Sunday, November 16, 2014

God Looks at the Heart

"Good morning!" Pastor Brad welcomed us and then indicated that today's message was about this: What does it mean to be a good person?

Announcements
~ Thursday November 20 we will be at the Washbucket in West Duluth to do laundry for poor and needy in that community.
~ Wednesday we will be packing Operation Christmas Child boxes.
~ Walt came forward to share a few words about the building progress. It's quite evident that we're making progress across the street. The walls are framed and the next big project is hanging drywall. First, the electrician must get the building wired and the heat going so the mud and paint will dry once we start.
~ In two weeks we will have our first Christmas program practice.

Darlene ushered us into worship with a beautiful medley. Brad then led us as we sang contemporary versions of Amazing Grace, How Deep the Father's Love For Us and Take My Life. The offering was taken followed by a time of prayer.

God Looks At The Heart

Pastor Brad stated that his aim this morning is to attempt to get at the idea of what does Jesus want for us or from us. What does a good person look like in God's eyes.

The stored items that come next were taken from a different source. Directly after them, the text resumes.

PR #575, opened 2023-02-08
Provide true to LocalInspectionMode

takagimeow:
When deploying the preview to the emulator, the image was not displayed.
So I fixed it so that the image set in the placeholder can be displayed in the emulator as well.

|before|after|
|---|---|
|Screenshot_20230208_215957|Screenshot_20230208_220014|


mmoczkowski (approved):
It works, thank you for your contribution!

The source passages are from the Sermon on the Mount. Matthew 5 begins with the Beattitudes. Then Jesus talks about what we are to be like. "You are the salt of the earth..."

Then Jesus addresses the matter of sin from Matthew 5:21-30. If your eye violates the commandment, pluck it out. If your hand sins, cut it off.

Jesus isn't really proposing dismemberment as the path to holiness. What He is saying, first, is that sin is serious.

But the purpose of these hard words is to highlight something that was a problem in His day, the matter of how to be holy. How to be good. How to be pleasing to God.

The Pharisees valued the law, but they went through extreme contortions to use their willpower to be good. This carries over to what we have today where holiness is not a positive, but a life of avoiding the bad stuff. Don't do this, don't do that.

Jesus is saying God's plan for being a good person is not just sin avoidance. If the problem were that simple, we'd cut off hands, feet, eyes, tongue and just roll into heaven. This problem isn't the things we do. The problem is the heart. You can cut off everything and still have ugliness and bitterness in the center of your being. And what's inside of us will always leak out.

Our human condition is the problem. It's what comes out of us is what makes us unclean.

The community of faith is not a self-help group.

Brad then cited Mark 7:20-22: And He said, “What comes out of a man is what defiles a man. For from within, out of the heart of man, come evil thoughts, fornication, theft, murder, adultery, coveting, wickedness, deceit, licentiousness, envy, slander, pride, foolishness.

The world is a mess because of the human heart. And there is no self-help that will fix this, as is underscored in Luke 6:43-45.

“For no good tree bears bad fruit, nor again does a bad tree bear good fruit; for each tree is known by its own fruit. For figs are not gathered from thorns, nor are grapes picked from a bramble bush. The good man out of the good treasure of his heart produces good, and the evil man out of his evil treasure produces evil; for out of the abundance of the heart his mouth speaks.

God is not some mean guy up there in the clouds trying to keep us from doing the things we want to do.  And what we need is not more willpower. What we need is to want something else more than we want sin. What we need is a new heart.

Holiness means that I become the kind of person who actually wants to to what is right. And to be honest, this is what our hearts want when the Holy Spirit enters us.

What God wants to do is change us within so that we naturally want to do what is right and good.

"Abide in Me," Jesus says.

God is not opposed to effort. He's opposed to earnings. That is, our deeds do not "earn" us salvation. By means of our efforts we can never attain what is required of us. Ultimately it all comes down to grace.

Brad then challenged us to focus on one thing. He chose to have us focus this week on controlling our tongues. "This week I want to challenge you not to say anything that is negative. No complaining. No whining. Not even in your body language."

He challenged us here to do this because he knows it is impossible.

* * * *
We closed the service with Hymn #296, All Praise To God Who Reigns Above.